DALLAS -- The plan, as the Dallas Mavericks so eloquently stated on numerous occasions last season, is to find a way for Dirk Nowitzki to spend the twilight years of his spectacular career as the team's second-best player.
The big question now is whether that plan has been executed with this week's acquisition of Chandler Parsons.
Parsons has the talent, passion and wherewithal to become a star in the mold of a Nowitzki. Only time will tell if he has the tenacity and backbone to hoist a team on his shoulders and carry it to a championship.
Parsons is confident he can blossom into being the face of a franchise even if the Houston Rockets didn't think he was talented enough to be their third wheel behind Dwight Howard and James Harden.
"I feel like I haven't even scratched the surface as to how good I can be," Parsons said. "I'm an extremely hard worker, and I'm going to keep getting better and better every single day."
One of Parsons' goals is to continue silencing his critics. They've been shadowing the 6-foot-9, 227-pound small forward since his high school days in Winter Park, Fla., and then when he played at Florida from 2007-11.
"They didn't think I could be a 1/8Division3/8 I 1/8player3/8, didn't think I would get drafted -- and I was a second-round pick," Parsons said. "So I've always kind of been that underdog, and I play and practice with that chip on my shoulders to continue to prove people wrong. I'll continue to do that here, and I look forward to it."

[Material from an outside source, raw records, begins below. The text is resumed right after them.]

PR #2344, opened 2024-03-18
chore: More bootstrap config refactoring

nrcventura:

## Description

Moves the code in the configuration partial class into the bootstrap config (it is only used at bootstrap time and not used after that so dynamic updates do not matter).

This results in the following:
- A more consistent management of the AgentEnabled and AgentEnabledAt settings.
- Elimination of the unused Xml property so that we do not need to keep the original xml string in memory
- Elimination of the LogConfig property, which is replaced with the original `log` field
- Elimination of the configurationPartial partial class

# Author Checklist

# Reviewer Checklist
- [ ] Perform code review


src/Agent/NewRelic/Agent/Core/Config/BootstrapConfiguration.cs
```diff
@@ -56,5 +134,55 @@ private bool CheckServerlessModeEnabled(configuration localConfiguration)
...
+            {
+                var stringValueWithProvenance = getStringValueWithProvenance(Constants.AppSettingsAgentEnabled);
+                if (stringValueWithProvenance != null && stringValueWithProvenance.Value != null && bool.TryParse(stringValueWithProvenance.Value, out var value))
+                {
+                    return new ValueWithProvenance<bool>(value, stringValueWithProvenance.Provenance);
+                }
+            }
+            catch (Exception ex)
+            {
+                Log.Error($"Failed to read {Constants.AppSettingsAgentEnabled} from local config.", ex);
```
chynesNR, line 182: I think you have this syntax backwards: the exception should be the first parameter.

chynesNR (approved):
Looks good!

src/Agent/NewRelic/Agent/Core/Config/BootstrapConfiguration.cs
nrcventura: Good catch! I didn't look closely enough at the copilot output.

nrcventura:
The MySql test failure is a known flicker, and will be addressed separately.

The Mavericks believe Parsons' has tremendous upside but didn't want to tackle the issue of whether he could become the face of the franchise.
"I don't think there's really a one, two or three," said Donnie Nelson, the team's president of basketball operations. "I think the way we've done it since I've been here is you try to get the most talented guys."
Parsons has a nice mid-range jumper and three-point game, and he can play inside. He can attack the defensive boards and dart down the floor with the ball, creating all sorts of havoc.
In other words, Parsons is a weapon the Mavs haven't had in their arsenal in many years. And he's only 25.
"He's entering his prime, and he's gotten better by the year," Nelson said. "So it's really an exciting added piece for us because again this summer we wanted to get more talent, and we wanted to be able to be younger. And this is a step toward that."
The Mavs signed Parsons to a three-year, $46 million contract on Tuesday after the Rockets refused to match an offer sheet presented on behalf of the restricted free agent last week.
Parsons' contract allows him to become a free agent after the 2015-16 season. But the Mavs expect him to be with their franchise for many years and hope he'll be able to attract some big-name players to play for Dallas when they become free agents.
"I think with my personality and my relationship with a lot of the guys in the league, I think I can definitely do that," Parsons said. "It'll be fun -- if I do opt out in two years -- I'll have the chance to go out there and do that.
"But even if I don't, three years from now, I fully am ready to do whatever this organization needs me to do and talk to any players that they're interested in and try to convince them to come and play with the core we've got."
Spoken like a true cornerstone with tremendous upside.